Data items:
PR #880, opened 2026-08-12
Integrated "Scan QR code" from wallet

gemdev111:
Adds a QR scanner to the wallet screen, behind developer mode.

Scanned codes are decoded in core - BIP-21, ERC-681, Solana Pay, TON and XRP - so iOS and Android answer the same code the same way instead of each parsing it themselves.

A code carrying a signable amount opens confirm, anything else fills the recipient screen, and a code for another asset or an amount finer than the asset can hold is refused rather than sent as something else.

images:

image
image


core/crates/primitives/src/payment_decoder/erc681.rs
```diff
@@ -1,148 +1,53 @@
...
+const QUERY_ADDRESS: &str = "address";
+const QUERY_AMOUNT: &str = "amount";
+const QUERY_MEMO: &str = "memo";
+const QUERY_VALUE: &str = "value";
+
+pub fn decode(path: &str) -> Result<Payment> {
+    let (path, query) = path.split_once('?').unwrap_or((path, ""));
+    let (target, function) = path.split_once('/').map_or((path, None), |(target, function)| (target, Some(function)));
+    let (target, chain) = match target.split_once('@') {
+        Some((target, network_id)) => (target, chain(network_id).unwrap_or(Chain::Ethereum)),
```
DRadmir: If @chainId is unknown we fallback to Ethereum. Can we throw error instead?

DRadmir (commented):
Should we support WalletConnect for qr feature?

ios/Features/Transfer/Sources/ViewModels/RecipientSceneViewModel.swift
```diff
@@ -251,17 +219,39 @@ extension RecipientSceneViewModel {
...
+            update(
+                from: RecipientData(
+                    recipient: Recipient(name: .none, address: chain.checksumAddress(payment.address), memo: payment.memo),
+                    amount: .none,
+                ),
+            )
+        }
+    }
+
+    private func update(from recipientData: RecipientData) {
```
DRadmir, line 244: Can you check this case: update(from:) sets address first and then amount, but the view has .onChange(of: addressInputModel.text) which calls onChangeAddressText and clears amount

core/crates/primitives/src/payment_decoder/erc681.rs
```diff
@@ -1,148 +1,53 @@
...
+        None => (target, Chain::Ethereum),
+    };
+    let target = target.strip_prefix(PAY_PREFIX).unwrap_or(target);
+    let parameters = query::parameters(query);
+    let memo = query::value(&parameters, QUERY_MEMO);
+
+    match function {
+        Some(TRANSFER_FUNCTION) => Ok(Payment::Request(PaymentRequest {
```
DRadmir, line 35: For token transfers we drop the uint256 amount, so the amount from a merchant QR is silently lost

gemdev111:
> Should we support WalletConnect for qr feature?

Sure, added support in this pr

android/features/assets/presents/src/main/kotlin/com/gemwallet/android/features/assets/views/AssetsTopBar.kt
```diff
@@ -62,6 +64,20 @@ internal fun AssetsTopBar(
                 }
             }
         },
+        navigationIcon = {
+            if (onScan != null) {
+                IconButton(
+                    onClick = onScan,
+                    Modifier.testTag("assetsScanAction")
```
gemcoder21: for test tags, can you create constants for all tags?

core/crates/primitives/src/payment_decoder/bip21.rs
```diff
@@ -0,0 +1,71 @@
...
+        return Ok(Payment::Request(PaymentRequest {
+            address: path.to_string(),
+            amount: None,
+            memo: None,
+            asset_id,
+        }));
+    };
+
+    let parameters = query::parameters(query);
+    if let Some(required) = parameters.keys().find(|key| key.starts_with(REQUIRED_PARAMETER_PREFIX)) {
```
gemcoder21, line 38: why do you check for `REQUIRED_PARAMETER_PREFIX` in bip21?

core/crates/primitives/src/payment_decoder/erc681.rs
```diff
@@ -1,148 +1,59 @@
...
-
-        Ok(TransactionRequest {
-            target_address,
-            prefix,
-            chain_id,
-            function_name,
-            parameters,
-        })
+const PAY_PREFIX: &str = "pay-";
+const TRANSFER_FUNCTION: &str = "transfer";
```
gemcoder21, line 12: why tests were removed for erc681? it should stay here just for this spec

core/crates/primitives/src/payment_decoder/ton_pay.rs
```diff
@@ -1,62 +1,40 @@
...
+
+const QUERY_AMOUNT: &str = "amount";
+const QUERY_TEXT: &str = "text";
+const QUERY_BODY: &str = "bin";
+const QUERY_STATE_INIT: &str = "init";
+
+pub fn decode(path: &str) -> Result<Payment> {
+    let (path, query) = path.split_once('?').unwrap_or((path, ""));
+    let parameters = query::parameters(query);
+    query::reject_unsupported(&parameters, &[QUERY_BODY, QUERY_STATE_INIT])?;
```
gemcoder21: remove `reject_unsupported`, this is not needed for all specs

core/crates/primitives/src/chain.rs
```diff
@@ -68,6 +68,13 @@ pub enum Chain {
     Stable,
 }
 
+pub(crate) fn network_id_value(network_id: &str) -> Option<u64> {
```
gemcoder21: `network_id_value` code smell

core/crates/primitives/src/payment.rs
```diff
@@ -0,0 +1,52 @@
...
+pub enum Payment {
+    Request(PaymentRequest),
+    Link(PaymentLink),
+}
+
+#[derive(Debug, Clone, PartialEq, Serialize, Deserialize)]
+#[typeshare(swift = "Equatable, Hashable, Sendable")]
+#[serde(tag = "type", content = "content", rename_all = "camelCase")]
+pub enum PaymentAmount {
+    ExactValue(String),
```
gemcoder21, line 19: `String` is this BigInt value? can we use big int in this case?

ios/Features/Transfer/Sources/ViewModels/RecipientSceneViewModel.swift
```diff
@@ -33,7 +34,7 @@ public final class RecipientSceneViewModel {
     public var isPresentingScanner: RecipientScene.Field?
     var addressInputModel: AddressInputViewModel
     var memo: String = ""
-    var amount: String = ""
+    private(set) var scanned: RecipientData?
```
gemcoder21: `scanned` need better naming

ios/Gem/Navigation/NavigationHandler.swift
```diff
@@ -43,26 +58,34 @@ final class NavigationHandler: Sendable {
...
+        await handle(action)
+    }
+
     @MainActor
     func handle(_ action: URLAction) async {
         do {
             try await handleURLAction(action)
         } catch {
             debugLog("NavigationHandler URLAction error: \(error)")
+            presentNotSupported()
```
gemcoder21: `presentNotSupported` code smell, should be handler for showing an error instead, `showError(error)`

ios/Gem/Navigation/NavigationHandler.swift
```diff
@@ -93,6 +117,43 @@ extension NavigationHandler {
...
 
+// MARK: - Payment
+
+@MainActor
+extension NavigationHandler {
+    private func handlePayment(_ payment: Payment) throws {
+        guard case let .request(request) = payment, let wallet else {
+            throw AnyError(Localized.Errors.notSupported)
+        }
+        let assets = try assetsService.assetStore.getAssetsData(walletId: wallet.id, filters: [.enabledBalance])
```
gemcoder21: why does it have to be enabled filter?

ios/Packages/PrimitivesComponents/Sources/Types/PaymentAsset.swift
```diff
@@ -0,0 +1,27 @@
+// Copyright (c). Gem Wallet. All rights reserved.
+
+import Foundation
+import GemstonePrimitives
+import Primitives
+
+enum PaymentAsset {
+    case unsupported
+    case single(AssetData)
```
gemcoder21: this should be just `Asset` or `AssetId` or list of Chains to show, which will include any asset

ios/Packages/PrimitivesComponents/Sources/Types/PaymentTransfer.swift
```diff
@@ -0,0 +1,73 @@
...
+        }
+    }
+}
+
+// MARK: - Private
+
+private extension PaymentTransfer {
+    func isSameAsset(_ payment: PaymentRequest) -> Bool {
+        guard let assetId = payment.assetId else { return true }
+        return assetId == asset.id
```
gemcoder21: do you need guard here?

core/crates/primitives/src/payment_decoder/bip21.rs
gemdev111: BIP-21(https://github.com/bitcoin/bips/blob/master/bip-0021.mediawiki ) requires it - if a client doesn't implement a `req-` param it must treat the whole URI as invalid. Only BIP-21 has that rule, so it's only here.

core/crates/primitives/src/payment.rs
gemdev111: `ExactValue` is a decimal in whole units - it needs the asset's decimals to become a BigInt, and only the app has those for tokens (`solana:…?amount=1&spl-token=<mint>` = 1 USDC). So core hands over the decimal and the app scales it. `AtomicValue` is already the smallest unit → `BigUint`.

Task brief
Quote exactly the first line of the entries and every line after it, stopping with the line that contains "Scanned codes are".

Result of the task
PR #880, opened 2026-08-12
Integrated "Scan QR code" from wallet

gemdev111:
Adds a QR scanner to the wallet screen, behind developer mode.

Scanned codes are decoded in core - BIP-21, ERC-681, Solana Pay, TON and XRP - so iOS and Android answer the same code the same way instead of each parsing it themselves.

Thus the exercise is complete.